What is the power of quotient property?

Answer 1

Hint: We will start by writing the definition of quotient, power and understand the concepts. Then, we will write the general formula as \[{{\left( \dfrac{a}{b} \right)}^{x}}=\dfrac{{{a}^{x}}}{{{b}^{x}}}\] . Next we will consider an example and simplify it using this concept.

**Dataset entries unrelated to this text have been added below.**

PR #3045, opened 2017-04-25

scjane:
Repair the inconsistency between subject and pronoun.


johndmulhausen:
Thanks, @scjane :)

PR #3046, opened 2017-04-25
Update index.md

scjane:


johndmulhausen:
I think, post conflict-resolution, that what we have is actually a better read. The comma encourages a pause in the reader's mind. Thanks, though @scjane !

PR #3058, opened 2017-04-25
updating docker version command

londoncalling:
To get the output shown in the example, you need to run `docker --version` (`docker version` gives  you the long form version output)

cc: @johndmulhausen


londoncalling:
LGTM

PR #3083, opened 2017-04-26
Make notes conform to the new style

### LINKED ISSUE #2781: Make notes conform to new style
Follow-up of #2710. Now that have different css classes for notes and warnings, we should clean up existing notes to make them conform to the new style.

You can see an example of the new style at #2710

shubheksha:
### Related issues (optional)
Partially fixes #2781


shubheksha:
@joaofnfernandes, can you take a quick look?

shubheksha:
@joaofnfernandes, I see lots of warnings in the format that's there in this file: https://github.com/docker/docker.github.io/blob/master/datacenter/dtr/2.0/reference/reconfigure.md
Should they use the new style too?

joaofnfernandes:
`datacenter/*/*/reference` are generated from the source code, but the repo for that product is private. So no need to update those files for now.
@shubheksha just to set expectations, we're wrapping up the hackathon and counting points, so this contribution probably won't get you any hackathon points. But a huge thanks for continuing to contribute after the hackathon.

shubheksha:
@joaofnfernandes, I'll revert those changes.
And I didn't expect them to be counted either, just had some free time on my hands 😄 
Just to clarify before I make more changes: for just plain old notes, the only change that needs to be made is to introduce a line break after `**Note:**`, right?

swarm/reference/create.md
```diff
@@ -15,6 +15,8 @@ Later, when you use [`manage`](manage.md) or [`join`](join.md) to create Swarm m
 
 Some documentation also refers to the discovery token as a *cluster_id*.
 
-> Warning: Docker Hub's hosted discovery backend is not recommended for production use. It’s intended only for testing/development.
+> **Warning**:
```
joaofnfernandes: Sorry for not having noticed this before. #2795 is now merged, and it will automatically adds"warning", "info" or "important" before the text. If you look at the result of [your change here](https://deploy-preview-3083--docker-docs.netlify.com/swarm/reference/create/), you'll notice that the note now says "Important: warning: xxxx ".

So to start fixing #2781, we need to do a bit more than just adding a line break. The idea is to make notes a bit more meaningful by adding a small title. Check this example from the bootstrap documentation where they're doing something like this.

screen shot 2017-04-28 at 14 59 44

For this particular article you need to do something like

```
> Not for production
> Docker Hub's hosted discovery backend is not recommended for production use. It’s intended only for testing/development.
```
{:.warning}

That will give you

screen shot 2017-04-28 at 15 02 48

joaofnfernandes:
@shubheksha I'm closing this PR since I didn't get a reply from you. Feel free to open a new one if you feel like tackling the notes style.

PR #3087, opened 2017-04-26
Recommend using services instead of network aliases for HA

### LINKED ISSUE #775: Correct/improve description of name resolution for containers that share the same alias (networking example)
[engine/userguide/networking/work-with-networks.md](https://docs.docker.com/engine/userguide/networking/work-with-networks/)

Docker version: 1.12.3

As the docs says:
>When multiple containers share the same alias, name resolution to that alias will happen to one of the containers (**typically the first container that is aliased**). 

While it is not the case as I tested:
```
>docker network create isolated_nw

>docker run -itd --network=isolated_nw --network-alias=app --name=container1 busybox
>docker run -itd --network=isolated_nw --network-alias=app --name=container2 busybox
>docker run -itd --network=isolated_nw --name=container3 busybox

>docker attach container3
#ping -w4 app
PING app (172.18.0.3): 56 data bytes
64 bytes from 172.18.0.3: seq=0 ttl=64 time=0.091 ms
...

>docker restart container1

>docker attach container3
#ping -w4 app
PING app (172.18.0.2): 56 data bytes
64 bytes from 172.18.0.2: seq=0 ttl=64 time=0.091 ms
...
```

So, name resolution is not resolved to the first alias container but the lastest alias container.

mstanleyjones:
### Proposed changes

#775 mentioned some confusion about network aliases. This seems to have already been fixed,
but I took the opportunity here to add a note recommending the use of services instead of
network aliases for this functionality.

Fixes #775

### DIFF
--- a/engine/userguide/networking/work-with-networks.md
+++ b/engine/userguide/networking/work-with-networks.md
@@ -688,7 +688,7 @@ all environment variables to the linked container, but the `docker network` comm
 has no equivalent. When you connect a container to a network using `docker network`, no
 environment variables can be dynamically shared among containers.
 
-#### Understanding network-scoped aliases
+#### Use network-scoped aliases
 
 Legacy links provide outgoing name resolution that is isolated within the
 container in which the alias is configured. Network-scoped aliases do not allow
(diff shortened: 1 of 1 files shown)


engine/userguide/networking/work-with-networks.md
```diff
@@ -787,6 +787,12 @@ containers connected to that network can access the alias.
 Multiple containers can share the same network-scoped alias within the same
 network. This example illustrates how this works.
 
+> **Note**: Network aliases are a legacy networking feature. Swarm services
```
thaJeztah: Network aliases in itself are not legacy, they're perfectly ok to use (i.e. if my container is named "foobar", but I want to access it by different name(s).

For load-balancing, dnsrr may not always lead to the expected result (e.g. nginx will cache the result so may still always connect to the same container)

mstanleyjones: I made some edits. Maybe @johndmulhausen can work with you on further tweaks needed to get this in.

mstanleyjones:
Addressed the feedback, so merging this for now.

Complete step by step solution:
When the numerator and denominator are raised to the same power separately then after division power of the quotient obtained will also be the same.
We can say that;
\[{{\left( \dfrac{a}{b} \right)}^{x}}=\dfrac{{{a}^{x}}}{{{b}^{x}}}\]………………….. (i)
For example;
\[{{\left( \dfrac{1}{2} \right)}^{2}}=\dfrac{{{1}^{2}}}{{{2}^{2}}}=\dfrac{1}{4}\]
Now, we can verify this property by taking an example;
\[\Rightarrow {{\left( \dfrac{9}{3} \right)}^{2}}=\dfrac{{{9}^{2}}}{{{3}^{2}}}=\dfrac{81}{9}=9\]
On dividing 81 by 9, we get a result as 9.
Now division will be done ahead of applying power;
\[\Rightarrow {{\left( \dfrac{9}{3} \right)}^{2}}={{\left( 3 \right)}^{2}}=9\]
In both cases the result is the same. Hence, we had verified the power of quotient property.
We can feel like this rule is not that much useful in case of numerical type fractions but when it comes to solving algebraic expressions this rule is very useful.
Let us take an example of an algebraic expression;
\[{{\left( \dfrac{a+b}{2a} \right)}^{2}}\]………………… (ii)
It will be very difficult to simplify this algebraic expression without separating the power in numerator and denominator.
Now using power of quotient property;
Equation (ii) can be written as;
\[\Rightarrow \dfrac{{{\left( a+b \right)}^{2}}}{{{\left( 2a \right)}^{2}}}\]
Applying power, we get;
\[\Rightarrow \dfrac{\left( {{a}^{2}}+{{b}^{2}}+2ab \right)}{4{{a}^{2}}}\]
Hence, we conclude that power of quotient property is very useful for solving algebraic equations.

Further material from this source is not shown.